START Exercise input

PR #637, opened 2021-08-18
Add support for const bool and const float

dkm:
From Mark Wielaard : https://gcc.gnu.org/pipermail/gcc-rust/2021-August/000143.html

> Handle BOOL and FLOAT in ConstFoldExpr::visit (HIR::LiteralExpr) to
> make it possible to create const bool, f32 and f64 constants. Add a
> new testcase "primconsts.rs". Not yet handled are const char and &str
> types.


philberty (approved):
nice one

PR #638, opened 2021-08-21
hir: Merge both module classes in one

CohenArthur:
At this point in the pipeline, all modules are either internal and
contain items, or external and have been previously expanded in the
macro-expand phase. Thus, all HIR modules will contain their final set
of items


philberty (approved):
LGTM

PR #639, opened 2021-08-21
External module expansion

CohenArthur:
Needs #638 

This PR parses the file associated with an external module and allows their compilation. The two test cases are not currently passing, and the locations will be inexact (the filename for the parsed module will just show as random characters), so the PR is still a draft.


gcc/rust/ast/rust-ast-full-test.cc
```diff
@@ -4120,6 +4122,37 @@ Module::get_filename ()
...
+    return;
+
+  RAIIFile file_wrap (mod_file.c_str ());
+  Linemap *linemap = Session::get_instance ().linemap;
+
+  if (file_wrap.get_raw () == nullptr)
+    rust_fatal_error (Location (), "cannot open module file %s: %m",
+		      mod_file.c_str ());
+
+  rust_debug ("Attempting to parse file %s", mod_file.c_str ());
```
philberty, line 4142: keep this debug line in the PR

dkm:
I wonder if there's a better way to group test files. As long as one test==one file, it's easy. But if we start having directories maybe there is a way to better isolate the test ? Like moving them in a sub dir and have the .exp compile the .rs contained in these subdir? If you think this is worth investigating, I can have a look (or maybe @tschwinge  already knows how to handle this, if needed?)

philberty:
> I wonder if there's a better way to group test files. As long as one test==one file, it's easy. But if we start having directories maybe there is a way to better isolate the test ? Like moving them in a sub dir and have the .exp compile the .rs contained in these subdir? If you think this is worth investigating, I can have a look (or maybe @tschwinge already knows how to handle this, if needed?)

That would be great, I am not sure what the convention should be here, I don't see any other equivalent type of testing in the testsuite that we could copy yet.

gcc/rust/ast/rust-ast-full-test.cc
```diff
@@ -4120,6 +4122,37 @@ Module::get_filename ()
...
+  // We will already have errored out appropriately in the get_filename ()
+  // method
+  if (mod_file.empty ())
+    return;
+
+  RAIIFile file_wrap (mod_file.c_str ());
+  Linemap *linemap = Session::get_instance ().linemap;
+
+  if (file_wrap.get_raw () == nullptr)
+    rust_fatal_error (Location (), "cannot open module file %s: %m",
```
philberty, line 4139: turn this into a rust_error_at() and a return.

gcc/rust/ast/rust-ast-full-test.cc
```diff
@@ -4120,6 +4122,37 @@ Module::get_filename ()
...
+		      mod_file.c_str ());
+
+  rust_debug ("Attempting to parse file %s", mod_file.c_str ());
+
+  Lexer lex (mod_file.c_str (), std::move (file_wrap), linemap);
+  Parser<Lexer> parser (std::move (lex));
+
+  auto items = parser.parse_items ();
```
philberty, line 4147: As we said in chat this is shadowing the field items for module.

gcc/rust/ast/rust-ast-full-test.cc
```diff
@@ -4120,6 +4122,37 @@ Module::get_filename ()
...
+
+  for (const auto &error : parser.get_errors ())
+    error.emit_error ();
+
+  items = std::move (items);
+  kind = ModuleKind::LOADED;
```
philberty, line 4153: Can you investigate to see if rustc has a ModuleKind::ERROR for the case where we fail to load? I am not sure if it actually helps with anything. Even if they do have this state lets not add it to this PR.

CohenArthur: So the Rust enum is the following:
```rust
enum ModKind {
    Load(Vec<Pointer<Item>>, Inline, Span),
    Unloaded
}
```
So they do not have an `Error` variant. The enum we use in gccrs is to try and reproduce those "enum variants" since we can't have them in C++ sadly. So we always keep a vector, which might be empty, and then the `kind` which corresponds to `Loaded` or `Unloaded`

gcc/testsuite/rust/compile/extern_mod4.rs
```diff
@@ -0,0 +1,17 @@
...
+fn main() {
+    unsafe {
+        let fmt_s = "%d\n\0";
+        let fmt_p = fmt_s as *const str;
+        let fmt_i8 = fmt_p as *const i8;
+
+        printf(fmt_i8, modules::return_12());
+    }
+}
+>>>>>>> 1ca3f3915e7 (mod: Add two test cases for external modules)
```
dkm, line 17: looks like a conflict marker has not been removed here?

CohenArthur: Oops, thanks! Yeah the PR is still very much WIP as the test cases do not pass yet

gcc/rust/ast/rust-ast-full-test.cc
```diff
@@ -4025,14 +4027,15 @@ filename_from_path_attribute (std::vector<Attribute> &outer_attrs)
   return path_attr.get_attr_input ().as_string ();
 }
 
-std::string
+void
 Module::get_filename ()
```
dkm, line 4031: nit: I wonder if a better name could be used here, as `get_*` usually implies some kind of return.

philberty (approved):
Nice work this is really exciting :D

dkm (approved):
I guess the multifile test can be refactored later :). Feel free to ignore the `get_filename` comment if you think it's already fine :)

gcc/rust/ast/rust-ast-full-test.cc
philberty: actually good point, What about changing this to module::process_file_path, of keep the name the same but actually return the string like before.

CohenArthur: You guys are completely right. I'll rename it when I get back home later

CohenArthur: Done in 13a9d29. Since we have to keep the string alive for a while, I think it's easier to keep it as a class member. Doing it this way avoids an extra std::move afterwards. But we can do that too

philberty: good job!

gcc/testsuite/rust/compile/torture/extern_mod4.rs
```diff
@@ -0,0 +1,17 @@
+// { dg-additional-options "-w" }
```
tschwinge, line 1: I suggest to avoid `-w` and instead spell out the current set of diagnostics: while `-w` does get rid of those you're not interested in at this time, it also forever prevents noticing those that may bogusly appear in the future.

tschwinge: Oh, is the problem here (and likewise in the other test cases) that we're getting emitted diagnostics not for this `*.rs` file but for the module:

```
$ build-gcc/gcc/xgcc -Bbuild-gcc/gcc/ source-gcc/gcc/testsuite/rust/compile/torture/extern_mod4.rs 
source-gcc/gcc/testsuite/rust/compile/torture/modules/mod.rs:1:5: warning: unused name 'return_12'
    1 | pub fn return_12() -> i32 {
      |     ^
```

Hmm.  Will have to think about how to deal with that...

gcc/testsuite/rust/compile/torture/extern_mod4.rs
```diff
@@ -0,0 +1,17 @@
...
+// { dg-output "12" }
```
tschwinge, line 2: As this is a `compile` test, it won't be executed, and you'll not see the `12` output.  Not sure if this is worth turning into an `execute` test?  (If yes, then also need to add the `return 0` hack at end of `fn main`.)

gcc/testsuite/rust/compile/torture/extern_mod4.rs
tschwinge: Though, this diagnostic is bogus here, so should fix the compiler to not emit it, right?  (But will need a way to deal with such cross-file diagnostics, generally.)

gcc/testsuite/rust/compile/torture/extern_mod4.rs
CohenArthur: Ah, right, thanks! I'll open a PR to fix this

gcc/testsuite/rust/compile/torture/extern_mod4.rs
CohenArthur: The problem is indeed that we get this extra warning on the external file

One of the issues is that right now, Ribs are getting duplicated in modules. This is what @philberty was explaining to me, and I'm paraphrasing, but what you get is the following structure of names/Ribs:
```
[modules::return_12]
[return_12]
```
So we actually have two Ribs pointing to the same function. And since the test uses `modules::return_12()`, well one of them is correctly marked as unused :D

PR #642, opened 2021-08-22
Reject duplicate field names in structs and unions.

dkm:
From Mark Wielaard : https://gcc.gnu.org/pipermail/gcc-rust/2021-August/000150.html

> Odd things happen if structs or unions have duplicate field names.
> Emit an error when lowering an struct/union item or declaration
> statement and a duplicate field name is detected.  A new testcase
> 'dup_fields.rs' checks an error is actually produced.


philberty (approved):
LGTM there is duplication here for when HIR::Items are contained within blocks of code which needs some thought but will be fixed with #531

PR #652, opened 2021-08-29
A few more location patches 

dkm:
From Mark Wieelard: https://gcc.gnu.org/pipermail/gcc-rust/2021-August/000160.html

> Here are a couple of little patches to improve or simplify locations a
> bit


CohenArthur (approved):

philberty (approved):
LGTM nice find there were a few missing places of location info.

PR #654, opened 2021-09-01
Cleanup some StructExpr related classes

dkm:
From Mark Wielaard: https://gcc.gnu.org/pipermail/gcc-rust/2021-September/000163.html

> There are various Structure Expressions that don't actually "exist"
> because they are syntactically equivalent to other constructs. So we
> never really construct or use these classes. But they are still listed
> in various visitors, which is somewhat confusing. Removing the AST and
> HIR variants of these classes really cleans up the code IMHO.


philberty (approved):
This is brilliant! LGTM

PR #3818, opened 2025-06-10
Add `derive(Ord)` and `derive(PartialOrd)`

CohenArthur:


philberty:
I'm working on your bracnh your code looks good i found 1 issue and fixed in a seperate PR already and i have found another but might take me a bit longer i think this is good to merge would be easier if this was merged for me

END Exercise input

_Task to complete_
Exactly repeat the lines above, from the opening line through the one with "PR #638, opened 2021-08-21", and include nothing else.

_Written response_
PR #637, opened 2021-08-18
Add support for const bool and const float

dkm:
From Mark Wielaard : https://gcc.gnu.org/pipermail/gcc-rust/2021-August/000143.html

> Handle BOOL and FLOAT in ConstFoldExpr::visit (HIR::LiteralExpr) to
> make it possible to create const bool, f32 and f64 constants. Add a
> new testcase "primconsts.rs". Not yet handled are const char and &str
> types.


philberty (approved):
nice one

PR #638, opened 2021-08-21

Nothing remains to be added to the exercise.